Would you win Gold for managing an age diverse workforce?

In Workforce by Judith Wardell0 Comments

The Rio Olympics has stirred the imagination and passion of our nation for the last few weeks. As we celebrate the achievements of Team GB in a series of homecoming pageants I have been reflecting on what we can learn from the Olympics in developing organisations for the future.

Our population is ageing and businesses need to retain the skills and experience of older workers. With life expectancy continuing to increase, future generations face extended working lives. It is time to think differently and design jobs and careers with a 100 year life span in mind.

Here are just 5 reasons why I think we can learn a lot from Team GB and how we might win Gold in organisation design and development.

1. Age is no barrier to taking part or winning gold.
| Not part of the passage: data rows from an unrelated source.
PR #4472, opened 2023-11-27
[Fix] UX audit - Image and caption rendering

Writhe:
This PR makes minor adjustments to figcaption styles. Additionally, it modifies `captioned_content()` to (optionally) add a class name to its resulting `<figure />` wrapper, to indicate what is being wrapped. In this case - `caption-wrapper-image`. This makes it easier to target styles. Here, it is used to override the bottom margin of an image if that image happens to have a caption.

**Before:**
original style

**After:**
improved style

### DIFF
--- a/assets/styles/common/elements.scss
+++ b/assets/styles/common/elements.scss
@@ -419,7 +419,6 @@ $element-margin-bottom: 1.5em;
     display: block;
     margin-left: auto;
     margin-right: auto;
-    // margin-bottom: $element-margin-bottom;
   }
 
   .embed-responsive {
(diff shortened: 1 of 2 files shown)


bitbldr (changes requested):
@Writhe it appears the build is failing because of a formatting issue. Can you run `mix format` on your branch and push it to correct the build error? The simon-bot auto formatter does not run on forked repos unfortunately.

I would also recommend installing elixir-ls and enabling the "format on save" option if you are using vscode to prevent this issue in the future

Writhe:
@bitbldr 
Done and done. My bad - I'm so used to my TS toolchain I no longer think about setting up linters, formatters etc.

bitbldr (approved):

PR #4474, opened 2023-11-28
Mer 2704 bump lti libreries

tomasferok:
The dependency {:httpoison, "~> 1.6"} was updated to {:httpoison, "~> 2.0"}.

{:httpoison_retry, "~> 1.1"} was deleted.

{:lti_1p3, "~> 0.4.6"} was updated to {:lti_1p3, "~> 0.5.0"}.

{:lti_1p3_ecto_provider, "~> 0.3.3"} was updated to {:lti_1p3_ecto_provider, "~> 0.5.0"}.

A new module, autoretry, was added and used in the constellation module (to replace the retry plugin).


gastonabella (commented):
Looks good! I just left some comments.

Also, I noticed that the [retry.ex](https://github.com/mgwidmann/httpoison_retry/blob/master/lib/httpoison/retry.ex) module in `httpoison_retry` has a good `@moduledoc` that describes pretty well what it does. I think we could copy that into our new module for some context.

darrensiegel (approved):

PR #4484, opened 2023-11-30
[FEATURE][MER-2707] Survey Activities Tab

tomasferok:
[MER-2707 ](https://eliterate.atlassian.net/browse/MER-2707) 

This PR adds the Survey Activities tab to the Instructor Dashboard Overview.

Initially, a table is rendered to lists the pages that contain activities that are found in surveys.

When a user clicks on a page, the details of the activities contained in the selected page will be displayed (below the table of pages).

If the section has the V2 analytics version, the results of the students' answers to the activity details for the Multi Input and Likert activity types are added.

- The Multi Input activity type will show a table with the students' answers if the activity is of type "Text" or "Numeric", and will show the frequency of answers if the type is "Dropdown".

- The Likert activity type will add a chart showing the results of the answers given by the students.


darrensiegel (changes requested):
There seems to be something wrong with how this PR was branched from master.  It appears to delete the entire "Deliberate Practice" feature, and it also replicates portions of the "Practice Activities" feature (but preserving the `chart.js` dependency, which we don't need)

Here is what I recommend doing to fix this:
1. With this branch checked out, copy the files that only contain "Survey Activities" work out to a temporary location. 
2. Then checkout master and pull to get the latest. 
3. Then create a new branch. 
4. Then copy the files from your temporary location back into project. 
5. Add, commit and push, open a PR to see where we are at.

PR #4882, opened 2024-06-14
[BUG FIX] [MER-3337] Hitting backspace in many places in adaptive pages causes delete popup

dtiwarATS:
Hey @bsparks / @darrensiegel please review the PR. Thanks.

### DIFF
--- a/assets/src/components/parts/janus-input-number/InputNumber.tsx
+++ b/assets/src/components/parts/janus-input-number/InputNumber.tsx
@@ -275,7 +275,7 @@ const InputNumber: React.FC<PartComponentProps<InputNumberModel>> = ({
       {showLabel && (
         <React.Fragment>
           <label htmlFor={`${id}-number-input`} className="inputNumberLabel">
-            {label.length > 0 ? label : ''}
+            {label?.length > 0 ? label : ''}
           </label>
           <br />
         </React.Fragment>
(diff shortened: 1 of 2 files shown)


assets/src/components/parts/janus-input-number/InputNumber.tsx
```diff
@@ -275,7 +275,7 @@ const InputNumber: React.FC<PartComponentProps<InputNumberModel>> = ({
       {showLabel && (
         <React.Fragment>
           <label htmlFor={`${id}-number-input`} className="inputNumberLabel">
-            {label.length > 0 ? label : ''}
+            {label?.length > 0 ? label : ''}
```
dtiwarATS, line 278: When the user clears the label of the number input, the label's `value `is set to `undefined`. As a result, attempting to execute `label.length` throws an error because label is `undefined`, and we're trying to get its length.

assets/src/components/parts/janus-input-number/InputNumberAuthor.tsx
```diff
@@ -30,7 +30,7 @@ const InputNumberAuthor: React.FC<AuthorPartComponentProps<InputNumberModel>> =
       {showLabel && (
         <React.Fragment>
           <label htmlFor={`${id}-number-input`} className="inputNumberLabel">
-            {label.length > 0 ? label : ''}
+            {label?.length > 0 ? label : ''}
```
dtiwarATS, line 33: When the user clears the label of the number input, the label's `value `is set to `undefined`. As a result, attempting to execute `label.length` throws an error because label is `undefined`, and we're trying to get its length.

darrensiegel (approved):

PR #4909, opened 2024-06-24
[BUG FIX] [NG23-227] Fix Contained Objectives Builder

gastonabella:
[NG23-227](https://eliterate.atlassian.net/browse/NG23-227)

Fixes the issue where many contained objectives records were not inserted when running the Contained Objectives creation task or remixing a course section.
The cause was a bad assumption of the page's content structure: the logic assumed that objects with the `activity-reference` type were only at the top level of the model, and they could be at any level.

## Technical notes:
The bugfix consists of a recursive function written in PostgreSQL, that receives a `jsonb` representing a page's content and recursively iterates over the nested structure to find all the activity ids. Another solution could be to implement the same function in Elixir, which would force the query to load all the page contents for a course in memory, and in big courses that could not be optimal. The SQL function not only avoids that, but it also reduces the query's processing time.

Here are the results when running the query for the RealCHEM course locally, before and after  the solution. Note that the processing times decrease after the fix, except for the contained-objectives-creation time that obviously increased since we are inserting 800 more rows.

 ### **Without `psql` function**
 build_contained_objectives pages: **717.81075ms**
 build_contained_objectives activities: **199.85220800000002ms**
 build_contained_objectives contained_objectives: **0.147708ms**
contained_objectives_count: **48**

 ### **With `psql` function**
 build_contained_objectives pages: **155.04484200000002ms**
 build_contained_objectives activities: **24.20246ms**
 build_contained_objectives contained_objectives: **1.038736ms**
 contained_objectives_count: **848**

## Testing notes:
For testing and running the fix in prod, someone with console access should run the mix task again but with the `--all` flag to remove all the existing contained objectives and create new ones.

`mix create_contained_objectives --all`

[NG23-227]: https://eliterate.atlassian.net/browse/NG23-227?atlOrigin=eyJpIjoiNWRkNTljNzYxNjVmNDY3MDlhMDU5Y2ZhYzA5YTRkZjUiLCJwIjoiZ2l0aHViLWNvbS1KU1cifQ

### DIFF
--- a/lib/mix/tasks/create_contained_objectives.ex
+++ b/lib/mix/tasks/create_contained_objectives.ex
@@ -1,5 +1,8 @@
 defmodule Mix.Tasks.CreateContainedObjectives do
-  @shortdoc "Create contained objectives for all sections that were not migrated"
+  @shortdoc """
+  Create contained objectives for all sections that have not yet been migrated.
+  Use --all to drop existing objectives and create contained objectives for all sections.
+  """
 
   use Mix.Task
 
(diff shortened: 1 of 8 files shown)


darrensiegel (approved):
This all looks great.  I really appreciate the diligence paid towards testing the speed of the new postgres function.

PR #4910, opened 2024-06-24
[BUG FIX] [NG23-252] Learning objective proficiency at page does not consider child learning objective

nicocirio:
[Link](https://eliterate.atlassian.net/browse/NG23-252) to the ticket.

Take into account that this PR points to `NG23-246-content-on-page-is-not-visible-on-begin-attempt` instead of `prerelease-v0.28.0` because the target branch has changes applied to the lesson and prologue view that was needed for this ticket (to prevent future merge conflicts)

### Before
image

### After
image

### DIFF
--- a/lib/oli/delivery/metrics.ex
+++ b/lib/oli/delivery/metrics.ex
@@ -665,6 +665,96 @@ defmodule Oli.Delivery.Metrics do
     |> Enum.into(%{})
   end
 
+  @doc """
+  Given a list of objective revisions it calculates the aggregated proficiency for each of those objectives
+  for a given student in a given course.
+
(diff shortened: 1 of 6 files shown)


lib/oli/delivery/metrics.ex
```diff
@@ -665,6 +665,96 @@ defmodule Oli.Delivery.Metrics do
     |> Enum.into(%{})
   end
 
+  @doc """
+  Given a list of objective revisions it calculates the aggregated proficiency for each of those objectives
```
darrensiegel, line 669: Fantastic work!

darrensiegel (approved):

PR #4915, opened 2024-06-25
[BUG FIX] [NG23-222] Fix Due Date in Homepage

gastonabella:
[NG23-222](https://eliterate.atlassian.net/browse/NG23-222)

Fixes how the Due Date description is calculated on the student's homepage.
There was an edge case where a resource's end date and the current date were on the same day in the UTC timezone, but in the user's timezone, they were not. With the fix, we now consider the user's timezone for the calculation. 

[NG23-222]: https://eliterate.atlassian.net/browse/NG23-222?atlOrigin=eyJpIjoiNWRkNTljNzYxNjVmNDY3MDlhMDU5Y2ZhYzA5YTRkZjUiLCJwIjoiZ2l0aHViLWNvbS1KU1cifQ

### DIFF
--- a/lib/oli/datetime.ex
+++ b/lib/oli/datetime.ex
@@ -1,8 +1,13 @@
 defmodule Oli.DateTime do
   @callback utc_now :: DateTime.t()
+  @callback now!(String.t()) :: DateTime.t()
 
   def utc_now() do
     date_time().utc_now()
+  end
+
+  def now!(timezone) do
+    date_time().now!(timezone)
   end
 
   defp date_time(), do: Application.get_env(:oli, :date_time_module, DateTime)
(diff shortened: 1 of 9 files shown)


lib/oli/datetime.ex
```diff
@@ -1,9 +1,14 @@
...
   @callback utc_now :: DateTime.t()
+  @callback now!(String.t()) :: DateTime.t()
 
   def utc_now() do
     date_time().utc_now()
   end
 
+  def now!(timezone) do
+    date_time().now!(timezone)
+  end
```
nicocirio, line 11: 👏

nicocirio (approved):
Nice work! 🚀

eliknebel (approved):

The age range of Team GB ranged from Amy Tinkler at 16 to Nick Skelton at 59. It matters not that Nick has recently had a hip replacement nor that Amy has been studying for her GCSE exams. They are focused on the current task and have the relevant knowledge and skills and a passion to succeed.

2. Performance is measured on an outcome basis. It’s not how many hours they put in or how long they stay at the gym that’s measured; just whether they can perform at their personal best at the right time to achieve the desired goals. No one asks Tom Daley how often he goes to the pool and how long he stays there!
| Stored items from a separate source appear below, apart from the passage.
PR #4918, opened 2024-06-26
[BUG FIX] [NG23-228] social annotation point blocks not working for some pages

eliknebel:
https://eliterate.atlassian.net/browse/NG23-228

This PR fixes an issue where social annotation point markers were not showing up for some pages, specifically identified in the chemistry course.

The root cause of the issue was due to the `ids_added` attribute on the publication not taking into account pages which may not have been processed as part of the publication process when ids were fixed, leading to the possibility that certain pages added in after the fact may not have been processed to ensure these ids exist.

The fix here is to remove the `ids_added` attribute from the publication record and instead add it to the revision record, and run the `ensure_ids` logic on every publish. Once a revision has been processed and has this flag set, it no longer needs to be processed going forward because the system guarantees at that point that these ids exists at the authoring level.

The risk here is medium since it involves adding an attribute to the revisions table, but special care was used to ensure that this attribute is also included in the revision_from_previous logic and there is a decent amount of unit test coverage around revisions. We will want to spend some extra time in QA testing the publishing process, authoring then republishing to ensure everything is still working correctly here.

This is an important fix for social annotation feature, but also in general to close this gap where the content is assumed to have the required ids based on this flag, however in the current state that assumption is not always correct.

### DIFF
--- a/lib/oli/resources/revision.ex
+++ b/lib/oli/resources/revision.ex
@@ -37,6 +37,7 @@ defmodule Oli.Resources.Revision do
     field :title, :string
     field :slug, :string
     field :deleted, :boolean, default: false
+    field :ids_added, :boolean, default: false
     belongs_to :author, Oli.Accounts.Author
     belongs_to :resource, Oli.Resources.Resource
     belongs_to :previous_revision, Oli.Resources.Revision
@@ -96,6 +97,7 @@ defmodule Oli.Resources.Revision do
       :title,
       :slug,
       :deleted,
+      :ids_added,
       :author_id,
       :resource_id,
       :primary_resource_id,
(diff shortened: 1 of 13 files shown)


lib/oli/resources/revision.ex
```diff
@@ -37,6 +37,7 @@ defmodule Oli.Resources.Revision do
     field :title, :string
     field :slug, :string
     field :deleted, :boolean, default: false
+    field :ids_added, :boolean, default: false
```
nicocirio, line 40: NIT: Adding a comment on the meaning of this field might be helpful in the future. In the context of this PR we understand its purpose but probably in some months, it won't be easy to understand why and where we need this field.

nicocirio (approved):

3.The importance of a good coach is understood and valued. Individuals understand that their coach can see things that they can’t whilst in the centre of the action and can offer a different and valuable perspective. Feedback is sought and given in a constructive way to develop performance and achieve the best results possible.

4. Performance depends on age diverse teams. Gold medals are earned by high performing teams, made up of a wide range of individuals with specialist roles. Age is no bar from being part of the team and champions who are no longer in the front line are respected as coaches and mentors.

5. Retirement is simply a career transition. Olympians don’t stop working they simply move on to a new phase in their working life. Planning and retraining for the next step takes place in good time is to ease the transition. The cyclist Joanna Rowsell Shand was already getting a taste for presenting in the BBC studio and Louis Smith has already turned his gymnast skills to ballroom dancing!

It’s time that we invested in creating workplaces that recognise and develop talent in a way that allows people to perform at their best at all stages of life.